Des étudiants en première année de médecine dans un amphithéâtre d\'une faculté de médecine parisienne, le 12 septembre 2018.
Des étudiants en première année de médecine dans un amphithéâtre d'une faculté de médecine parisienne, le 12 septembre 2018. (MAXPPP)

Ce numerus clausus limite actuellement le nombre d'étudiants pouvant être admis en deuxième année d'études de médecine.

Ce système de sélection est une spécificité des études de médecine. La ministre de la Santé Agnès Buzyn annonce la suppression du numerus clausus à partir de 2020, dans une interview au Parisien, lundi 17 septembre. La mesure était déjà évoquée début septembre. A partir de 2020, il n'y aura donc plus de limite fixée à l'avance au nombre d'étudiants en médecine admis en deuxième année.

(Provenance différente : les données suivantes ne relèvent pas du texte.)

PR #7876, opened 2026-05-05
Replace deprecated DOMImplementation.hasFeature in scroller

Thomas05000005:
### Changes

The `wheelEvent` constant in `src/lib/scroller/index.js` was using `document.implementation.hasFeature('Event.wheel', '3.0')` to pick between the modern `wheel` event and the legacy `mousewheel` event. That API has been deprecated since DOM Level 4 and modern browsers always make it return `true`, so the legacy fallback was effectively dead code.

I replaced the check with `'onwheel' in document.documentElement`, which is the standard feature-detection pattern for events and actually returns `false` on browsers that genuinely don't support the `wheel` event. Behavior on modern browsers is unchanged; older user agents that don't expose `onwheel` now correctly fall back to `mousewheel`.

```diff
-const wheelEvent = (document.implementation.hasFeature('Event.wheel', '3.0') ? 'wheel' : 'mousewheel');
+const wheelEvent = ('onwheel' in document.documentElement ? 'wheel' : 'mousewheel');
```

### Issues

None directly. This resolves the `@typescript-eslint/no-deprecated` warning reported by `npm run lint` for `src/lib/scroller/index.js:76`.

### Code assistance

Used Claude (LLM) to scan the project for deprecated APIs flagged by ESLint and to verify that `'onwheel' in document.documentElement` is the safe replacement for `hasFeature` given the project's `browserslist`.

---

### DIFF
--- a/src/lib/scroller/index.js
+++ b/src/lib/scroller/index.js
@@ -73,7 +73,7 @@ function within(number, num1, num2) {
 // Other global values
 const dragMouseEvents = ['mousemove', 'mouseup'];
 const dragTouchEvents = ['touchmove', 'touchend'];
-const wheelEvent = (document.implementation.hasFeature('Event.wheel', '3.0') ? 'wheel' : 'mousewheel');
+const wheelEvent = ('onwheel' in document.documentElement ? 'wheel' : 'mousewheel');
 const interactiveElements = ['INPUT', 'SELECT', 'TEXTAREA'];
 
 const scrollerFactory = function (frame, options) {


Thomas05000005:
Closing this one — I missed the `NOTE: This file should not be modified` comment at the top of [src/lib/scroller/index.js](https://github.com/jellyfin/jellyfin-web/blob/master/src/lib/scroller/index.js#L1-L4) when I opened the PR. The deprecated `DOMImplementation.hasFeature` warning will go away naturally when the legacy scroller is replaced. I am opening a tracking issue so the suggested patch is not lost. Sorry for the noise.

PR #8282, opened 2026-07-30
Fix playbackstop listener leak on the movies page

### LINKED ISSUE #8280: listener leak in moviesrecommended.js

### Describe the bug

`src/apps/legacy/controllers/movies/moviesrecommended.js` subscribes to the `playbackstop` event
inside its `viewshow` handler but never unsubscribes. One listener is leaked per visit to the movies
page, growing without bound for the lifetime of the session.

```js
    ...
    Events.on(playbackManager, 'playbackstop', onPlaybackStop);   // line 395
    inputManager.on(window, onInputCommand);
});
view.addEventListener('viewbeforehide', function () {
    inputManager.off(window, onInputCommand);                     // line 399
    // <-- no Events.off for playbackstop
});
```

The subscription is unconditional and lives in `viewshow`, so it re-runs on every show including
cached restores. `Events.on` is a plain `push` with no dedupe (`src/utils/events.ts`), and
`onPlaybackStop` is defined per controller instance (line 350), so each show adds an entry.

**The equivalent TV file does it correctly.** `src/apps/legacy/controllers/shows/tvrecommended.js`
is the same page for Shows and has the symmetric pair:

```js
Events.on(playbackManager, 'playbackstop', onPlaybackStop);    // :371  (in viewshow)
...
Events.off(playbackManager, 'playbackstop', onPlaybackStop);   // :377  (in viewbeforehide)
```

Agnès Buzyn explique cette réforme par une volonté d'"arrêter le gâchis humain" que provoquerait le numerus clausus, en fermant la porte des études de médecine à certains étudiants, et de "diversifier les profils" des étudiants. Elle espère aussi mettre fin à "la souffrance des étudiants en première année", remise en lumière par la sortie au cinéma d'un film sur le sujet, Première année, le 12 septembre.

En revanche, "le numerus clausus n'est pas responsable de la pénurie de médecins", estime la ministre de la Santé, pour qui sa suppression n'aura pas d'effet sur ce problème. 

En 2020, le parcours des aspirants médecins se rapprochera de celui des autres étudiants : "Comme dans toutes les filières, des examens sanctionneront le passage en deuxième année puis en troisième", explique Agnès Buzyn.